PR #162, opened 2020-08-04
bug/gmsd: Add `alpha` parameter from the paper

### LINKED ISSUE #161: Potential bug in MS-GMSDc
**Describe the bug**
It's not a bug report, but more like a potential bug report.
I have a testing pipeline which allows to use metric and compute scores on TID2013 database.

It's common to evaluate metric performance by Spearmank Rank Order Correlation or Kenall Rank Order Correlation.
Values from original paper (mentioned in #67 ):
MS-GMSD - SRCC **0.8139** KROCC **0.6467**
MS-GMSDc - SRCC **0.8895** KROCC **0.7115**
My values: 
MS-GMSD - SRCC **0.811** KROCC **0.643**
MS-GMSDc - SRCC **0.814** KROCC **0.645**

**Expected behavior**
Expected to get values close to original ones. 
Pipeline works fine, because for almost all other metrics I match stated performance

**Additional context**
There is no code from authors to compare with 👎 
So maybe they just did something not mentioned in the paper, thats why results are different

zakajd:
Partially closes #161 

## Proposed Changes

  - After comparing current implementation with original paper I found missing `alpha` term in gradient similarity maps computation. Adding it slightly increases overall performance for both MS-GMSD and MS-GMSDc, but it's still far from values in the paper
  - Paper makes no reference about range of image values used in computations. After changing input range from 1.0 to 255.0 performance dropped by ~30%, so I assume that values should be in [0, 1]
  - There is also no reference about constant value in similarity maps computation. Currently we are using `0.0026` as in original GMSD paper. It's unlikely that it's so important for the final result.

### DIFF
--- a/piq/functional/base.py
+++ b/piq/functional/base.py
@@ -30,15 +30,17 @@ def get_meshgrid(size: Tuple[int, int]) -> torch.Tensor:
     return torch.meshgrid(x, y)
 
 
-def similarity_map(map_x: torch.Tensor, map_y: torch.Tensor, constant: float) -> torch.Tensor:
+def similarity_map(map_x: torch.Tensor, map_y: torch.Tensor, constant: float, alpha: float = 0.0) -> torch.Tensor:
     r""" Compute similarity_map between two tensors using Dice-like equation.
 
     Args:
         map_x: Tensor with map to be compared
         map_y: Tensor with map to be compared
         constant: Used for numerical stability
+        alpha: Masking coefficient. Substracts - `alpha` * map_x * map_y from denominator and nominator
     """
-    return (2.0 * map_x * map_y + constant) / (map_x ** 2 + map_y ** 2 + constant)
+    return (2.0 * map_x * map_y - alpha * map_x * map_y + constant) / \
+           (map_x ** 2 + map_y ** 2 - alpha * map_x * map_y + constant)
 
 
 def gradient_map(x: torch.Tensor, kernels: torch.Tensor) -> torch.Tensor:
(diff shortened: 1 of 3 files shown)


zakajd:
I looked through paper again and couldn't find anything else, that's missing.
@denproc  do you want to take a look at that?

We can merge this small fix, but issue with performance degradation will be left opened.

denproc:
@zakajd 
1. Do you mean GMSD instead of MS_GMSD? In #161 you mentioned GMSD
2. Making he pixel values to [0,255] requires the constant for similarity `T` to be equal 170

zakajd:
@denproc  Ready to be merged after test pass

denproc:
@zakajd, I tested MS-GMSD on our test images. I got the same result for both [0,1] and [0,255] ranges to be used inside the `multi_scale_gmsd`. Also, added `alpha` parameter to `MultiScaleGMSDLoss`. 
Do you get the same results (let's discuss it after your vacation 🙃)?

zakajd:
Hey, @denproc
It took me a bit longer to take a look at this PR. Your changes make results bad again.
MS-GMSD: SRCC 0.812,  KRCC 0.645
MS-GMSDc: SRCC 0.814, KRCC 0.647

This is expected, because there are other range-specific values, such as beta1, beta2 etc.
I changed range to be in [0, 255] for multiscale and it works fine again.
MS-GMSD: SRCC 0.812,  KRCC 0.645
MS-GMSDc: SRCC **0.887**, KRCC **0.710**
Let's keep it this way. Alpha parameter should be the same, because it's range invariant.

@snk4tr ready for review and merge.

snk4tr (approved):

PR #164, opened 2020-08-09
Feature/haar psi

### LINKED ISSUE #122: Metric: Haar Wavelet-Based Perceptual Similarity Index (HaarPSI)
This metric proposed in 2016 inherits best features of VSI and FSIM, top performing full-reference metrics of that time. 
It was also ranked second in recent [comparison on KADID-10k dataset](https://arxiv.org/pdf/1907.02096.pdf)

Original paper: http://www.math.uni-bremen.de/cda/HaarPSI/publications/HaarPSI_preprint_v4.pdf
Python implementation from the authors: https://github.com/rgcda/haarpsi/blob/master/haarPsi.py

**Additional context**
Results from the paper:
image

zakajd:
Closes #122 

## Proposed Changes

  - PyTorch version with less than 1e-4 error when compared to MATLAB


denproc:
@zakajd MATLAB allows to change output style `format long` and display a bit more digits. As a result, we can compare our implementations with better precision.

zakajd:
@denproc Good point. Original implementation used slightly different weights for RGB -> YIQ conversion (with less presision), so accumulated error gives ~1e-5 difference between original implementation and this version.

piq/functional/filters.py
```diff
@@ -1,8 +1,20 @@
...
 import torch
 
 
-def hann_filter(kernel_size) -> torch.Tensor:
+def haar_filter(kernel_size: int) -> torch.Tensor:
+    r"""Creates Haar kernel
+    Returns:
+        kernel: Tensor with shape 1 x `kernel_size` x `kernel_size`"""
+    scale = math.log2(kernel_size)
+    kernel = 2 ** (- scale) * torch.ones((kernel_size, kernel_size))
```
denproc, line 12: No need to import `math`
```suggestion
    kernel =  torch.ones((kernel_size, kernel_size)) / kernel_size
```

tests/test_haarpsi.py
```diff
@@ -0,0 +1,60 @@
...
+    haarpsi_zeros_ones = haarpsi(zeros, ones, data_range=1.)
+    assert torch.isfinite(haarpsi_zeros_ones).all(), \
+        f'Expected finite value for zeros and ones tensos, got {haarpsi_zeros_ones}'
+
+
+def test_haarpsi_compare_with_matlab(device: str) -> None:
+    prediction = torch.tensor(np.array(Image.open('tests/assets/I01.BMP'))).permute(2, 0, 1)
+    target = torch.tensor(np.array(Image.open('tests/assets/i01_01_5.bmp'))).permute(2, 0, 1)
+    predicted_score = haarpsi(prediction.to(device), target.to(device), data_range=255, reduction='none')
+    target_score = torch.tensor([0.7170]).to(predicted_score)
```
denproc, line 40: Could you provide the target score with higher precision (even if it does not reduce `atol`)? Another option can be to compare with the original python version.

tests/test_haarpsi.py
```diff
@@ -0,0 +1,60 @@
...
+        f'Expected result similar to MATLAB, got diff{predicted_score - target_score}'
+
+
+# ================== Test class: `HaarPSILoss` =================
+def test_haarpsi_loss(input_tensors: Tuple[torch.Tensor, torch.Tensor], device: str) -> None:
+    prediction, target = input_tensors
+    prediction.requires_grad_()
+    loss = HaarPSILoss(data_range=1.)(prediction.to(device), target.to(device))
+    loss.backward()
+    assert prediction.grad is not None, f'Expected finite gradient values after back propagation, got {prediction.grad}'
```
denproc, line 51:
```suggestion
    assert torch.isfinite(prediction.grad).all(), f'Expected finite gradient values after back propagation, got {prediction.grad}'
```

tests/test_haarpsi.py
```diff
@@ -0,0 +1,60 @@
...
+
+# ================== Test function: `haarpsi` ==================
+def test_haarpsi_to_be_one_for_identical_inputs(input_tensors: Tuple[torch.Tensor, torch.Tensor], device: str) -> None:
+    prediction, _ = input_tensors
+    index = haarpsi(prediction.to(device), prediction.to(device), data_range=1., reduction='none')
+    index_255 = haarpsi(prediction.to(device) * 255, prediction.to(device) * 255, data_range=255, reduction='none')
+    assert torch.isclose(index, torch.ones_like(index, device=device)).all(), \
+        f'Expected index to be equal 1, got {index}'
+    assert torch.isclose(index_255, torch.ones_like(index_255, device=device)).all(), \
+        f'Expected index to be equal 1, got {index_255}'
```
denproc, line 16:
```suggestion
    assert torch.allclose(index, torch.ones_like(index, device=device)), \
        f'Expected index to be equal 1, got {index}'
    assert torch.allclose(index_255, torch.ones_like(index_255, device=device)), \
        f'Expected index to be equal 1, got {index_255}'
```

tests/test_haarpsi.py
```diff
@@ -0,0 +1,60 @@
...
+
+
+def test_haarpsi_symmetry(input_tensors: Tuple[torch.Tensor, torch.Tensor], device: str) -> None:
+    prediction, target = input_tensors
+    result = haarpsi(prediction.to(device), target.to(device), data_range=1., reduction='none')
+    result_sym = haarpsi(target.to(device), prediction.to(device), data_range=1., reduction='none')
+    assert torch.isclose(result_sym, result).all(), f'Expected the same results, got {result} and {result_sym}'
```
denproc, line 23:
```suggestion
    assert torch.allclose(result_sym, result), f'Expected the same results, got {result} and {result_sym}'
```

tests/test_haarpsi.py
```diff
@@ -0,0 +1,60 @@
...
+    loss.backward()
+    assert prediction.grad is not None, f'Expected finite gradient values after back propagation, got {prediction.grad}'
+
+
+def test_haarpsi_loss_zero_for_equal_input(input_tensors: Tuple[torch.Tensor, torch.Tensor], device: str) -> None:
+    prediction, _ = input_tensors
+    target = prediction.clone()
+    prediction.requires_grad_()
+    loss = HaarPSILoss(data_range=1.)(prediction.to(device), target.to(device))
+    assert torch.isclose(loss, torch.zeros_like(loss), atol=1e-5), \
```
denproc, line 59: Why do we have different precision compared to `test_haarpsi_to_be_one_for_identical_inputs`?

tests/test_haarpsi.py
```diff
@@ -0,0 +1,60 @@
...
+    haarpsi_ones = haarpsi(ones, ones, data_range=1.)
+    assert torch.isfinite(haarpsi_ones).all(), f'Expected finite value for ones tensos, got {haarpsi_ones}'
+    haarpsi_zeros_ones = haarpsi(zeros, ones, data_range=1.)
+    assert torch.isfinite(haarpsi_zeros_ones).all(), \
+        f'Expected finite value for zeros and ones tensos, got {haarpsi_zeros_ones}'
+
+
+def test_haarpsi_compare_with_matlab(device: str) -> None:
+    prediction = torch.tensor(np.array(Image.open('tests/assets/I01.BMP'))).permute(2, 0, 1)
+    target = torch.tensor(np.array(Image.open('tests/assets/i01_01_5.bmp'))).permute(2, 0, 1)
```
denproc, line 38: Let's stick with `skimage` instead of `PIL.Image`.

piq/haarpsi.py
```diff
@@ -0,0 +1,204 @@
...
+        [1] R. Reisenhofer, S. Bosse, G. Kutyniok & T. Wiegand (2017)
+            'A Haar Wavelet-Based Perceptual Similarity Index for Image Quality Assessment'
+            http://www.math.uni-bremen.de/cda/HaarPSI/publications/HaarPSI_preprint_v4.pdf
+        [2] Code from authors on MATLAB and Python
+            https://github.com/rgcda/haarpsi
+    """
+
+    _validate_input(input_tensors=(x, y), allow_5d=False, scale_weights=None)
+    x, y = _adjust_dimensions(input_tensors=(x, y))
+
```
denproc, line 55: Add assertion to validate the size of the image to be greater than max possible `kernel size = 2 ** (scale + 1)`

piq/haarpsi.py
```diff
@@ -0,0 +1,204 @@
...
+        upper_pad = kernel_size // 2 - 1
+        bottom_pad = kernel_size // 2
+        pad_to_use = [upper_pad, bottom_pad, upper_pad, bottom_pad]
+        coeff_x = torch.nn.functional.conv2d(F.pad(x_lum, pad=pad_to_use, mode='constant'), kernels.to(x))
+        coeff_y = torch.nn.functional.conv2d(F.pad(y_lum, pad=pad_to_use, mode='constant'), kernels.to(y))
+    
+        coefficients_x.append(coeff_x)
+        coefficients_y.append(coeff_y)
+
+    # Shape B x 6 x H x W
```
denproc, line 101: Add a comment describing the second dimension.

tests/test_haarpsi.py
zakajd: Because current implementation of `logit` function is not numerically stable at the borders, and near zero it's has bigger error, than near ones.
Starting from PyTorch 1.7.0 there will be built-in function `torch.logit` which handles values close to 0 and 1 correctly.

tests/test_haarpsi.py
zakajd: Done 👍

zakajd:
@denproc  Ready for review
We have some problems with Python 3.8 testing, it fails during packages collection. Other versions work fine.

tests/test_haarpsi.py
denproc: Current implementation performs the `logit` near `1.` and then is substituted from 1. Therefore there should be the same result, shouldn't it?

zakajd: I noticed, that when passing two tensors with zeros error is bigger, than when passing two tensors with ones. Not sure what exactly causes such behavior.
Original MATLAB and Python versions just fail for such inputs, so having `1e-4` error is not that bad.

denproc: The difference is due to `rtol=1e05` of the `torch.isclose`.  Resolved.

piq/haarpsi.py
```diff
@@ -0,0 +1,210 @@
...
+        y = F.pad(y, pad=pad_to_use)
+
+        x = F.avg_pool2d(x, kernel_size=2, stride=2, padding=0)
+        y = F.avg_pool2d(y, kernel_size=2, stride=2, padding=0)
+
+    num_channels = x.size(1)
+    # Convert RGB to YIQ color space https://en.wikipedia.org/wiki/YIQ
+    if num_channels == 3:
+        x = rgb2yiq(x)
+        y = rgb2yiq(y)
```
denproc, line 81: The images should be translated to YIQ and then subsampled according to original implementation.

tests/test_haarpsi.py
```diff
@@ -0,0 +1,68 @@
...
+        haarpsi(prediction, target, data_range=1.)
+
+
+def test_haarpsi_compare_with_matlab(device: str) -> None:
+    prediction = torch.tensor(imread('tests/assets/I01.BMP')).permute(2, 0, 1)
+    target = torch.tensor(imread('tests/assets/i01_01_5.bmp')).permute(2, 0, 1)
+    predicted_score = haarpsi(prediction.to(device), target.to(device), data_range=255, reduction='none')
+    target_score = torch.tensor([0.71706527]).to(predicted_score)
+    assert torch.isclose(predicted_score, target_score, atol=1e-4),\
+        f'Expected result similar to MATLAB, got diff{predicted_score - target_score}'
```
denproc, line 49: I tried to use less precise weights to convert to YIQ (same as in original) resulting in worse performance. Where do we lose the precision then (despite the order of subsampling and YIQ conversion)?

denproc: Looks like the result matches the MATLAB with their weights of YIQ and right order of subsampling.

zakajd:
@denproc I changed the order, but error is left the same.

PR #171, opened 2020-09-30
Fix bug in GMSD test

### LINKED ISSUE #170: GMSD test fails
**Describe the bug**
One of the tests fail due to an error in it's logic
```
def test_gmsd_supports_different_data_ranges(prediction: torch.Tensor, target: torch.Tensor, device: str) -> None:
    prediction_255 = (prediction * 255).type(torch.uint8)
    target_255 = (target * 255).type(torch.uint8)
    measure = gmsd(prediction.to(device), target.to(device))

    measure_255 = gmsd(prediction_255.to(device), target_255.to(device), data_range=255)
    diff = torch.abs(measure_255 - measure)
    assert diff <= 1e-4, f'Result for same tensor with different data_range should be the same, got {diff}'
```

Goal of the exercise: Above are the entries; copy every line among them that contains the word "instead".

Answer below:
1. Do you mean GMSD instead of MS_GMSD? In #161 you mentioned GMSD
denproc, line 38: Let's stick with `skimage` instead of `PIL.Image`.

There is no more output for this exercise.